Antes las historias que rondaban este lugar eran más personal. Cada acto de convivencia se relataba, fastidiosamente, formando una continúa cadena de una vida algo típica (entre amigos, buena comida y fantásticas conversaciones). Lo mundano en su constante monotónia me hastió y las historias tomaron otro rumbo y a la vez su número disminuyó.
Las historias a contar ya no se habitan por personajes del calibre de ‘Daniel’ o ‘Myrla’; lugares como ‘Café Baroni’ y ‘Keplers’ ya no forman parte del mosaico. Todo cambió.
Ayer fui a la libreria; sentí una presión y una angustia — ya no era el mismo lugar. Y el café aunque aún popular como siempre ya no tenía nada de especial. Le pasé sin pensarlo dos veces, preferí tomar un expresso en algún otro café.
Después de una cosa tras otras — mi mente enfocada en lo que está por ocurrir en una semana — terminé cenando. A la cena le siguió un juego de literati y aunque hebrio, lo gané gracias a una pequeña jugada que me dio 54 puntos.
En este instante, reviví lo que dejé muy atrás. El 2003 es el año que marca un cambio: dejé de vivir la vida, simultáneamente viviendo la mía. Y para ser honesto, aunque este instante que relaté me llenó de felicidad, prefiero vivir mi vida — me llena más.
Tuve la oportunidad de escuchar una canción. Va algo así: No voy a fingir que pretendo dejar de vivir. No voy a pretender que soy de perdonar. Pero no puedo odiarte, aunque lo he intentado. Aún te amo, realmente. El amor es más fuerte que el orgullo.

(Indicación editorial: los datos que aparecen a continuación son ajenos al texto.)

Issue #1113, opened 2020-04-29
All members should ACK before transitioning to ACTIVE


jumaffre:
Follow up from https://github.com/microsoft/CCF/pull/1107#discussion_r416559996

All members added pre network opening are currently added as `ACTIVE` and can propose/vote without first issuing a `ack`. This is not ideal for usability/auditability as bogus member certificates could be added in that phase (either when the first node is started or later, via the `new_member` proposal). Instead, all members should first be added as `ACCEPTED` and only transition to `ACTIVE` once they have issued their first `ack`. 

One of the issues with this is the recovery threshold `t` set in the `ccf.config` table when the first node starts up (`--recovery-threshold` option). Implementing the changes described above imply that the only sensible initial value for the recovery threshold is `1` (note: `N` is the number of active members): when the first members acks, `t=1/N=1` recovery shares are created. If the recovery threshold was higher, the secret sharing scheme would fail as `t` > number of active members. 

Instead, I propose that recovery shares are only issued when sufficient members have become active. The corollary of this is that the service can only be recovered once `t` members have become active - which I believe is acceptable. 

We also need to make sure that when the network is open, some recovery shares have been issued (i.e. more than `t` members have become active). Otherwise, the `open_network` proposal should fail. For example, if `t = 3` and there are `N=2` active members, the `open_network` proposal could be voted in by these 2 members with no recovery shares issued.

PR #1318, opened 2020-06-18
All members should ack before becoming active...

jumaffre:
... even when the service is `OPENING`.

The service checks that on opening the number of active members is `>=` than the recovery threshold (otherwise, we would be opening a service that is not recoverable). Consequently, recovery shares are now only issued when the service is opened.

Resolves https://github.com/microsoft/CCF/issues/1113


src/node/genesis_gen.h
```diff
@@ -148,6 +131,29 @@ namespace ccf
...
+        throw std::logic_error(fmt::format(
+          "Member {} cannot be activated as they do not exist", member_id));
+      }
+
+      if (member->status == MemberStatus::ACCEPTED)
+      {
+        member->status = MemberStatus::ACTIVE;
+        if (get_active_members_count() >= max_active_members_count)
+        {
+          throw std::logic_error(fmt::format(
```
ashamis, line 149: consider using cc_logic_error, this will also produce a stack trace when running in virtual

achamayou: @ashamis should we just do a pass and replace'em all?

src/node/rpc/test/member_voting_test.cpp
```diff
@@ -1777,78 +1797,113 @@ DOCTEST_TEST_CASE("Maximum number of active members")
...
+        crypto::BoxKey::public_from_private(private_encryption_key));
+      auto id = gen.add_member(cert, public_encryption_key.raw());
+      members[id] = {cert, private_encryption_key};
     }
+    gen.set_recovery_threshold(recovery_threshold);
     gen.finalize();
+    frontend.open();
+  }
+
+  DOCTEST_INFO("Opens fails as recovery threshold is too high");
```
achamayou, line 1880:
```suggestion
  DOCTEST_INFO("Open fails as recovery threshold is too high");
```

src/node/genesis_gen.h
jumaffre: Raised https://github.com/microsoft/CCF/issues/1324 as it is something we should do consistently in our codebase.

Esto resuena conmigo. Creo haberme creído la mentira de que jamás amé a ‘Shane’ y sólo le quise; esta ficción me ayudó a reducir mis perdidas. Ahora debo aclarar que al decir ‘amar’ no hablo de aquella fuerza del corazón que te empuja y te arrastra, no. Este amor es una formalidad; deferencia que resulta de haber compartido algo especial.